Franz Peter Meven (1 October 1929 in Cologne – 30 August 2003 in Waldorf near Blankenheim, North Rhine-Westphalia) was a German opera and concert singer (bass).

== Life ==
Meven began his career after studying sculpture with a theatre sculptor at the Cologne Opera. Due to his habit of singing at work, his beautiful bass caught the attention of a singer working there, who recommended him to take singing lessons.
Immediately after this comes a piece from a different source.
PR #403, opened 2026-08-17
NEW: Add FeatureTable[Resampled] type and BIOMV210MultiDirFmt

Oddant1:
# Description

After private lessons with Felix Knäpper and Robert Blasius he completed his education at the Hochschule für Musik und Tanz Köln.

At the age of 21 and only just working as a theatre sculptor, he married Erika Meven, née Klöcker, in 1951; the marriage produced four daughters.

In 1958, Meven got his first engagement at the Stadttheater Hagen; from there his way led via Mainz and Wiesbaden to Düsseldorf, where he belonged to the ensemble of the Deutsche Oper am Rhein until 1994.

In addition, he has appeared on numerous guest tours to almost all renowned opera houses in the western hemisphere. His repertoire included all the great character roles of his vocal subject, as well as a multitude of oratorios and songs.

Meven's voice, as heard on numerous records and CD recordings, captivated with its enormous radiance, a full, almost hypnotic timbre and great flexibility. Perfect singing and speaking technique, high musicality and an intensive acting expression made him an exceptional artist.

Meven also found his expression in the visual arts: Parallel to his stage career, he devoted himself - albeit privately - to painting and sculpture.